NextImg:Xi Jinping’s ‘China Dream’ Is Dead

{I} n the half century since the end of the Mao era, the Chinese Communist Party has relied on a growing and increasingly prosperous middle class for its legitimacy. While about 600 million Chinese still live on five dollars a day and perhaps another 200 million rural migrants in first- or second-tier cities live on 15 to 25 dollars a day, they have little hope for advancing their lot in life because of Hukou, the regime’s harsh internal-passport system. The rural Hukou are not the citizens with whom the party has made its bargain of growing prosperity in exchange for tacit support of the regime. Rather it is the more highly educated and upwardly mobile citizens in Beijing, Shanghai, Shenzhen, and Guangzhou and in the numerous second-tier cities on whom the CCP depends. And it’s this group, with an urban Hukou, roughly 600 million, who are having a profound change of heart. For these, hope for a better future has been quashed. They were brutalized during the Covid lockdowns, which led to widespread tension across the cities. The regime acknowledged that social crisis by lifting the lockdown almost overnight. Unlike much of the post-Covid world, China remains mired in economic distress. The urban middle class is awake to the reality. This is a source of significant challenge to the party.

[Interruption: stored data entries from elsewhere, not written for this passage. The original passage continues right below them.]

PR #17, opened 2021-10-29
Auto provision for disks

weihanglo:
## What

Add auto-provision command line argument for harvester/harvester#1241

- [x] Add unit tests for filters
- [x] Add device path filter
- [x] Add `--auto-provision-filters` argument

### Provision Hotplug Disks

1. Has a cluster with Longhorn installed
2. Run `node-disk-manager` with disk you want to provision. Take `/dev/vda` for example, run `node-disk-manager --auto-provision-filters "/dev/vda"`
3. Hotplug the disk and you'll see `/dev/vda1` being provisioned as a disk on longhorn node. Use `kubectl -n longhorn-system get lhn -oyaml` to check if the disk exists.

### Provision Existing Disks

1. Has a cluster with Longhorn installed
2. Plug-in a disk you want to provision in advance. For example `/dev/vda`.
2. Run `node-disk-manager --auto-provision-filters "/dev/vda"`
3. You'll see `/dev/vda1` being provisioned as a disk on longhorn node. Use `kubectl -n longhorn-system get lhn -oyaml` to check if the disk exists.


johnliu55tw:
@weihanglo I think we also need the `--force-format-disk` option? For forcefully formatting the disk regardless it already has a partition table.

johnliu55tw:
I think the argument `auto-provision-enabled` is a bit redundant? If I want to disable auto-provision feature, I could run it without `auto-provision-filter` argument and there will be no auto-provision.

Maybe there's confusion between `auto-provision-enabled` and `force-format-disk`? For this PR, I see that NDM would always format disks that match the pattern without checking whether they already have a partition table (implies they might contain some data). If "always format" is acceptable behavior, I'd suggest only keeping `auto-provision-filter` argument.

weihanglo:
Sorry I misunderstood your previous comment. However, here comes a new question. Consider this scenario:

- `--auto-provision-filter=/dev/sda,/dev/sda2`
- `--force-format-disk=false`
- Got these devices: `/dev/sda`, `/dev/sda1`, `/dev/sda2`

What's the expected result? Should NDM provision `/dev/sda2` regardless that `/dev/sda` cannot be provisioned? Or should just reject all auto-provision settings?

pkg/filter/filter.go
```diff
@@ -12,38 +14,51 @@ type Filter struct {
...
 
-	vendorFilter := RegisterVendorFilter(vendorString)
-	pathFilter := RegisterPathFilter(pathString)
-	labelFilter := RegisterLabelFilter(labelString)
-	listFilter = append(listFilter, vendorFilter, pathFilter, labelFilter)
+	labels := strings.Split(labelString, ",")
+	labelFilter := RegisterLabelFilter(labels...)
 
-	return listFilter
+	return append([]*Filter{}, vendorFilter, pathFilter, labelFilter)
```
johnliu55tw, line 39: I think this could also be
```suggestion
	return []*Filter{vendorFilter, pathFilter, labelFilter)}
```

johnliu55tw:
> Sorry I misunderstood your previous comment. However, here comes a new question. Consider this scenario:
> 
>     * `--auto-provision-filter=/dev/sda,/dev/sda2`
> 
>     * `--force-format-disk=false`
> 
>     * Got these devices: `/dev/sda`, `/dev/sda1`, `/dev/sda2`
> 
> 
> What's the expected result? Should NDM provision `/dev/sda2` regardless that `/dev/sda` cannot be provisioned? Or should just reject all auto-provision settings?

If the auto-provision feature supports **only disks** (as we discussed with @guangbochen on Slack) , for your example **none** of the disks should be formatted because
- `/dev/sda` is a matched disk, but it has partition table and `--force-format-disk=false`, so ignored.
- `/dev/sda1` is a partition, ignored.
- `/dev/sda2` is a partition, ignored

But if we specify `--force-format-disk=true`, then `/dev/sda` should be formatted and added to LH.

Another thing is I just saw another option `AutoGPTGenerate`. Will this conflict with `--force-format-disk`?

weihanglo:
Oh I gave a wrong example. Sorry about that. There is still something obsolete. When provisioning a disk, NDM **provisions the only partition on a single partition disk** underneath the hood. I wonder in what scenario will NDM provision disks NDM with `--force-format-disk=false`. Maybe provisioning the first partition if exists?

Regard with `--auto-gpt-generate`, this is actually a helper for testing in virtualised environment. Since in that environment a "physical" disk may not have a WWN so we need a way to globally identify the disk and that's why we need a GPT on it. And yes, it may triggers GPT table partitioning twice (1st for get a GUID. 2nd for forceFormatted), but so far I see no harm for the entire flow.

guangbochen:
@johnliu55tw @weihanglo  it is correct that we don't need to deal with partition devices for now, 

Also if the `--force-format-disk` option is meaningless here we can consider removing it since all block devices should be force formatted automatically, and we can alarm the users on the docs and setting config of `the Harvester will auto force formatted those specified auto-provisioning devices, make sure they either backup or understand that clearly.`

pkg/filter/filter.go
weihanglo: Adrressed and rebased with ce09826.

main.go
```diff
@@ -119,6 +119,12 @@ func main() {
 			Usage:       "Enable auto GPT partition generating if a disk can not be globally identified",
 			Destination: &opt.AutoGPTGenerate,
 		},
+		&cli.StringFlag{
+			Name:        "auto-provision-filter",
+			EnvVars:     []string{"NDM_AUTO_PROVISION_FILTER"},
+			Usage:       "A string of comma-separated values that auto-provisions devices matching provided device path",
```
johnliu55tw, line 125: I think we could add some words here to indicate "we support shell Glob pattern"

johnliu55tw (approved):
LGTM. The help message is a good-to-have, not really needed for now.

main.go
guangbochen: +1 can we add a `support shell Glob pattern` with brackets on the usage quote, thanks.

weihanglo: Updated with 0de2ae9. Thanks folks

guangbochen (approved):
LGTM

guangbochen:
@weihanglo can u update the chart and bump the chart dep on the Harvester side, thanks.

Indeed, PRC legitimacy at least in the past two decades has been based on the regime’s tacit agreement with the urban middle class to provide for their growing personal prosperity in exchange for their forsaking democracy and all its trimmings (a free press, free speech, free religion, and the like). With Xi Jinping’s ascension to the position of general secretary of the CCP in 2012, the concept was institutionalized as the “Chinese Dream.” Xi called for a national rejuvenation and for China greatness. Articulating the vision in 2012, he called for the country to be “a moderately well-off society by 2021,” the 100th anniversary of the CCP, and to be a fully developed country by 2049, the centenary of the PRC.

A dozen years later, Xi’s Chinese Dream is dead. Unemployment among college-educated urban residents is 20 percent or more. The lockdowns created resentment and anger, and economic growth has stalled. In reality, it probably is declining, despite official statistics to the contrary.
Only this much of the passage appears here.